What's black and white and red all over? An embarrassed skunk.

What's hard when you eat a vegetable? The wheelchair.

Why is 6 afraid of 7? Because 7 raped six's mother

A panda walks into a restaurant, sits down and orders a sandwich. After he finishes eating the sandwich, the panda pulls out a gun and shoots the waiter, and then stands up to go. "Hey!" shouts the manager. "Where are you going? You just shot my waiter and you didn't pay for your sandwich!" The panda yells back at the manager, "Hey man, I am a PANDA! Look it up!" The manager's heart skipped a beat, and he locked himself inside his office, trembling with fear and confusion. Yes, it was plausible that a beast such as that could point to a random entry on the menu, and it was physically possible for it to pull the trigger of the gun (and, at such close proximity to the waiter, it would be pretty hard to miss him), but it was shocking and altogether disturbing to hear such an animal speak in human language, much less vernacular English.
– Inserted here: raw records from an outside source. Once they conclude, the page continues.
Issue #86, opened 2017-12-14
Add afterNotify, like beforeNotify


stympy:
As [requested by Ryan](https://twitter.com/rkneufeld/status/941395519145852928)

Issue #51, opened 2016-12-15
Add option to send API request with POST


butchler:
Currently, if the context is too large, the request fails with a `414 Request-URI Too Large` status. If the context could be stored in the data of a  `POST` request, maybe the request would not fail.

I know that this might not be possible in browsers that don't support `XMLHttpRequest`, but if your app requires `XMLHttpRequest` anyway, it would be nice to be able to opt-in to using `POST` to avoid `notify`s possibly failing with `414`s.

The obvious solution would be to just not send so much context, but I would ideally like to send the entire Redux state of the app at the time of the error, which could get very large depending on how much content the app is currently showing.

joshuap:
@butchler thanks for the suggestion! This is already on my todo list, actually. I'm planning on looking into adding support for larger payloads specifically for the purpose of including Redux state early next year.

butchler:
Thank you :)

joshuap:
I've reverted the change I made related to this issue for now; it's still on the roadmap, but I need to think about the approach a while longer so that we can maintain cross-browser support.

butchler:
That's fine. Should this issue be re-opened, though?

joshuap:
Yeah, reopening.

butchler:
Hey there, just checking in. Any progress on this?

Right now we're using our own custom Honeybadger client that sends data to the API via POST, but I'd really like to just delete that code and go back to using the official client. However, I feel a little uncomfortable using this knowing that errors might silently fail to send if there's too much data in the context. The ability to detect if an error failed to send (https://github.com/honeybadger-io/honeybadger-js/issues/40) would also be enough to go back to using `honeybadger-js`.

sljavi:
+1
this would be very useful for our team

joshuap:
@butchler yep, this is something I'd like to tackle soon. I think it may require a pretty big overhaul of the current lib and probably deprecation of some of the older browser we support (it's probably time to drop IE6, right? 😀 )

I'm sorry I don't have an ETA yet, but I'll bump this up my priority list. I'm looking for some contract help if you guys know anyone with senior JS+OSS experience.

joshuap:
This is currently on master and will be released in 1.0.0

Issue #40, opened 2016-02-05
How to know Honeybadger.notify is successful


madhurakhal:
While sending notice using Honeybadger.notify, I want to know whether sending notice is success or not. Is there anyway like callback function that I can provide which will be called after successful notification. I feel irritated using because sometimes it works but sometimes not.

joshuap:
@madhurakhal can you give me an example of when the notification does not work? Do you mean it doesn't work due to throttling by the server or something like that?

stympy:
Here's [another request](https://twitter.com/xiongtx/status/941396430639341568) for a post-notify callback.

joshuap:
We now have `afterNotify` handlers to cover this use case: https://docs.honeybadger.io/lib/javascript/reference/configuration.html#afternotify-handlers

PR #100, opened 2019-02-11
Use POST to send error reports

joshuap:
## Status
WIP

## Description
This PR does three things:

- Changes honeybadger.js to use POST for all HTTP requests
- Updates the Jasmine test suite to use the latest version of Jasmine (3.x)
- Drops support for browsers which do not support the CORS/POST method w/ `XMLHttpRequest`&mdash;namely, IE < 10

*Note: Another factor in dropping IE 8/9 support is that it's difficult to test in CI. Jasmine no longer supports < IE 10, which means we can't upgrade if we want to have CI builds for older browsers. The alternatives would be: a) switch to a different test framework that maintains support (if one exists), or b) use a very outdated test framework and deal with other problems resulting from that.*

### Benefits

- With GET, we're currently limited to the maximum data allowed by the query string (exceeding this results in a "Request-URI Too Long" error). That has become a problem, especially in frameworks that provide a lot of context data such as Vue and React. POST allows us to send *more data*.
- POST allows us to JSON encode our payloads similar to our back-end client libraries.
- It should be simpler to address issues like #40 and #86 

### Drawbacks

- In the past 30 days, 0.03% of our client-side error reports were from IE8/9 (lower than the overall usage estimate by [Can I use](https://caniuse.com/usage-table)). Dropping support for those browsers would mean that anyone wanting to maintain support should lock to the legacy version of honeybadger.js (or maybe use a polyfill).

## Related Issues
https://github.com/honeybadger-io/honeybadger-js/issues/51
https://github.com/honeybadger-io/honeybadger-js/issues/40
https://github.com/honeybadger-io/honeybadger-js/issues/86

## Todos
- [ ] Documentation


nshoes:
> That has become a problem, especially in frameworks that provide a lot of context data such as Vue and React. POST allows us to send _more data_.

Bless you 🙌 All of our projects will benefit from this.

> 0.03% of our client-side error reports were from IE8/9

Interesting! Not a lot :P

Kudos for not using a request lib :neckbeard: LGTM 🚢

PR #138, opened 2019-05-16
Add cache-control header

stympy:
## Status
**READY**

## Description
Add cache-control header to objects on s3 so cloudfront will pass it along to browsers.


joshuap:
Thanks!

The awkward moment when you don't know whether to like or dislike this because you think I want like so you are gonna dislike but what If I want dislikes, but what if I want likes, you are confused Antijokeception....

Why did the chicken cross the road? Chicken is a funny word, and the road is a plot device.

What do Michael Jackson and most Catholic priests have in common? They're dead.

What did the girl say in her French lesson? Miss, I don't get it, its in a different language.

If a man is alone in the woods and there is no one there to tell he's wrong is he right? If a tree falls on a women.... Before we tell the rest why was there a tree I the kitchen?

how many dead babies can fit in a microwave? 3 1/2

A man walks into a bar and see's a 12 inch pianoist. He walks to the bar tendar and asks "Where'd you get it" The bar tendar says we have a genie in the back. So the man walks back the and wishes for 12 million BUCKS , The genie gives him 12 million DUCKS, The man walks back out and said " I asked for 12 million BUCKS not 12 million DUCKS and the bar tendar says do you really think i asked for a 12 inch pianoist?

There's two blondes a black man and a camera man...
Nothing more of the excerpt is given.